What do you guys think?


----------



## ATLien (Jun 18, 2002)

We really won't have that much cap space. I think we'll probably add one or two veterans to fill out the roster and just give the young guys more playing time.


----------



## Dissonance (Jul 21, 2004)

Apparently, plan is crippling your franchise offering 6 yr max for Joe Johnson. 

I like JJ, but that's just dumb if true.


----------



## ATLien (Jun 18, 2002)

That isn't surprising. I think I expected Atlanta to make their offer, am just expecting Joe to say no


----------



## ATLien (Jun 18, 2002)

_Keeping in mind that the numbers are not finalized, the year-by-year breakdown of the contract would look something like this: $15.8 million in 2010-11, $17.5 million in 2011-12, $19.4 million in 2012-13, $20.8 million in 2013-14, $22.4 million in 2014-15 and $24.1 million 2015-16. Joe would be 34-years old during the final season of the deal.
_
DON'T DO IT.


----------



## Dissonance (Jul 21, 2004)

Only hope is JJ getting assurances of making up that extra 20-25M in NY. They can only offer him up to that 96-99M range.

Then again, if he really wants to leave, he can push for S/T.


----------



## ATLien (Jun 18, 2002)

For that much, there should be language in his contract that he isn't allowed to bitch about getting booed after shooting 5 for 25 in a playoff game


----------



## Dissonance (Jul 21, 2004)

> The longer the weeks before free agency dragged out, sources say it’s become clearer to guard Joe Johnson(notes) that he truly wants to stay with the Atlanta Hawks.
> 
> *Will the Hawks give Johnson a $119 million max contract over six years, or come close to it? It’s doubtful they will go the distance with a max offer, but that sixth guaranteed season is likely to be a difference-maker in keeping Johnson.* He’ll meet with the New York Knicks and Chicago Bulls on Thursday, but sources insist those major markets don’t hold much of an appeal to him.
> 
> As Yahoo! Sports reported on Monday, Dallas Mavericks owner Mark Cuban is determined to explore a possible sign-and-trade to acquire Johnson. The Mavericks would be an appealing destination to Johnson, who is a native of Arkansas. Johnson also would face far less pressure fitting into a talent-laden Mavericks team than he would with New York or Chicago.


http://sports.yahoo.com/nba/news;_ylt=Aq0S5xhvd1_MeGkP6R6AI2y8vLYF?slug=ys-freeagentbuzz063010


----------



## BlakeJesus (Feb 1, 2006)

That's what I'm saying. He may or may not be worth the money he'd be getting next year, but he sure as hell won't be worth the money he'd get in year 6.


----------



## Najee (Apr 5, 2007)

If Joe Johnson walks, the Atlanta Hawks have about $7 million under the cap.
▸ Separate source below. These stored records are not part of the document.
PR #2074, opened 2024-05-30
Fix indentation of tree node without expander button

### LINKED ISSUE #2069: Tree: nodes with and without expander do not align

Nodes that do not have an expander do not align with nodes that do:
newCatCropped

Adding an empty icon forces the nodes to align but adds unnecessary spacing:
newWithIconCropped

### Expected Behavior

Nodes should align regardless of whether they have an expander or not.

### Link to minimal repro

https://stackblitz.com/edit/github-sfphuz?file=src%2FApp.tsx

### Steps To Reproduce

1. Open repro link
2. You can see nodes do not align when icon is not used.

### Anything else?

_No response_

FlyersPh9:
## Changes

When a tree node does not have an expander button we added a `margin-inline-start` equal to that of the expander button's width. However, we forgot to include the `column-gap` which caused misalignment of tree nodes with the expander button VS tree nodes without the expander button.  Closes #2069.

## Testing

- Tested with pre-existing demos.
- Temporarily added a tree node at the root level without an expander button, confirmed before & after the CSS change.
- Confirmed in small and default size tree.
- Updated `Basic tree` story to better test this scenario.

## Docs

n/a


mayank99 (commented):
Should we remove icons from the [Basic story](https://itwin.github.io/iTwinUI/react/?story=tree--basic&theme=dark)? This will serve as a more proper test

Ben-Pusey-Bentley:
> Should we remove icons from the [Basic story](https://itwin.github.io/iTwinUI/react/?story=tree--basic&theme=dark)? This will serve as a more proper test

Yeah, I agree that the icons should be removed from that story. There is some testing through the css-workshop, but I think the react-workshop should also be updated to test for this change as well, since the react package will also be affected.

FlyersPh9:
> > Should we remove icons from the [Basic story](https://itwin.github.io/iTwinUI/react/?story=tree--basic&theme=dark)? This will serve as a more proper test
> 
> Yeah, I agree that the icons should be removed from that story. There is some testing through the css-workshop, but I think the react-workshop should also be updated to test for this change as well, since the react package will also be affected.

I've removed icons and sublabels from the `Basic tree` story.

Ben-Pusey-Bentley (approved):

rohan-kadkol (approved):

Atlanta is allowed to offer Johnson a huge contract because he is on the roster. But if he walks, the team is basically stuck with offering someone the mid-level exception. The Hawks still have to use part of that $7 million to sign Damion James and then fill out the rest of the roster. 

Personally, I want the Hawks to re-sign Johnson only if the team is willing to make a move to break up the undersized Josh Smith/Al Horford tandem. 
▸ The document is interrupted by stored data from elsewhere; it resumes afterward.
PR #2075, opened 2024-05-30
use cyclic state toggles in field CSS

mayank99:
## Changes

This is a very small CSS refactor of `iui-field` that incorporates the [cyclic space toggles](https://kizu.dev/cyclic-toggles/) technique to allow for easy switching between default vs hover vs disabled states.

Extracted out of #2076 for easier review.

## Testing

Everything works exactly the same.

## Docs

N/A.

### DIFF
--- a/packages/itwinui-css/src/field.scss
+++ b/packages/itwinui-css/src/field.scss
@@ -16,10 +16,23 @@
   --_iui-field-focus-outline-width: 2px;
   --_iui-field-font-size: var(--iui-font-size-1);
 
-  background-color: var(--_iui-field-color-background);
-  border: 1px solid var(--_iui-field-color-border);
+  // Cyclic toggles for default/hover/disabled states. See https://kizu.dev/cyclic-toggles/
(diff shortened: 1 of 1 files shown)


packages/itwinui-css/src/field.scss
mayank99, line 1: @FlyersPh9 I noticed this file sets color fill but doesn't set icon fill, which leads to the hover/disabled state colors being spread across two different files (`field.scss` and `button/base.scss`). Do you remember the reasoning behind this choice?

mayank99: That shouldn't be a problem though. Input and textarea will just ignore the icon fill if it's set in `field`.

Ben-Pusey-Bentley (approved):

rohan-kadkol (approved):

packages/itwinui-css/src/field.scss
FlyersPh9: #2088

I would like to see them move Josh Smith and Jamal Crawford's expiring contract. Personally, I would dangle that deal at New Orleans to see if the Hornets would bite on moving Chris Paul and Emeka Okafor's bad contract. New Orleans is trying to cut costs and Crawford's expiring contract could be a reason for them to make the deal. Plus Darren Collison's play last season makes Paul somewhat repetitive and (dare I say) expendable.

Otherwise, the Hawks need to let Johnson walk. No sign and trade deals, unless it's for expiring contracts like Eddy Curry's. Signing Johnson means the Hawks will be a playoff team for a few years, but it's highly unlikely the Hawks will make it past the second round of the playoffs -- especially with the current ownership group in place.


----------



## BlakeJesus (Feb 1, 2006)

First off, the Hawks didn't draft Damion James, they traded that pick to New Jersey. They drafted Jordan Crawford, and sold the 31st pick (which is why I'm saying we have a bit more cap space).
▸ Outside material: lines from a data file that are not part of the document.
PR #2076, opened 2024-05-30
add "open" popover styling to buttons

mayank99:
## Changes

This PR adds "open" state styling to buttons that have a popover (or dropdown menu) that is currently open. Right now, it just reuses hover state styling, which is a subtle, non-offensive choice. (Can be made more noticeable in the future if desired)

Builds upon #2075.

### CSS

The hover state is toggled on when the popover is open. This is done at the `iui-button` level (we can think about adding it to other fields in the future if needed).

I used a data attribute (`data-iui-has-popover`) and also added `:has(+ :popover-open)` as a hook that we can rely on in the future if we use the `popover` API in more places.

### React

A new `PopoverOpenContext` is exported. Its value is provided in multiple components where a trigger element is present.

`Button` and `IconButton` read from this context and set the data attribute accordingly.

## Testing

Added unit tests that either directly or indirectly check the affected code paths.

Updated affected visual test images. (Not sure why the focus moved in some cases; probably some flakyness).

Manually tested a whole bunch of stories that are affected. I encourage reviewers to do the same. (Start with [DropdownButton](https://itwin.github.io/iTwinUI/2076/react/?story=dropdownmenu--basic) for example)

https://github.com/iTwin/iTwinUI/assets/9084735/3dc04b2d-5684-40fd-8688-d52d2ecf88cc

## Docs

Added changesets for CSS and React.


apps/react-workshop/cypress-visual-screenshots/baseline/DatePicker.test.ts-Basic.png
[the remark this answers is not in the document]
mayank99: Yeah we should add `Popover` in all places, similar to #1880

apps/react-workshop/cypress-visual-screenshots/baseline/Table.test.ts-Full2.png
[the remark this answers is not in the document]
mayank99: It's unrelated but looks more accurate now so I approved the image.

apps/react-workshop/cypress-visual-screenshots/baseline/DatePicker.test.ts-Basic.png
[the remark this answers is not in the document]
Ben-Pusey-Bentley: Should this be a separate PR?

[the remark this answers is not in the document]
mayank99: Yes, it's unrelated. Feel free to open a PR

Ben-Pusey-Bentley (approved):
Manually tested the affected react stories, only found the issue with most of the `DatePicker` stories not using the `Popover` component. LGTM.

packages/itwinui-css/src/button/button.scss
```diff
@@ -10,6 +10,11 @@
 .iui-button {
   @include base.iui-button;
 
+  // Reusing hover styling when an associated popover/dropdown is open.
+  &:is([data-iui-has-popover='open'], :has(+ :popover-open)) {
```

As for the Chris Paul trade, I'd do that in a heartbeat but let's be serious here. Darren Collison is not Chris Paul, and never will be. Chris Paul is irreplaceable, not expandable.


----------



## Dissonance (Jul 21, 2004)

> League exec. says ATL owners thought for offering Joe Johnson max deal is they won't still own Hawks at end of contract to have to pay it.
> 
> WojYahooNBA



Sneaky.


----------



## ATLien (Jun 18, 2002)

:laugh:

We had a solid two years of not having 29 other teams laughing at us. It was fun while it lasted


----------



## tdizzle (Apr 12, 2003)

I'm surprised to hear that we are going to offer Johnson a max contract. After the way last season ended I don't think many foresaw Johnson receiving a max offer from an NBA team - _especially_ the Hawks.


----------



## Najee (Apr 5, 2007)

GregOden said:


> First off, the Hawks didn't draft Damion James, they traded that pick to New Jersey. They drafted Jordan Crawford, and sold the 31st pick (which is why I'm saying we have a bit more cap space).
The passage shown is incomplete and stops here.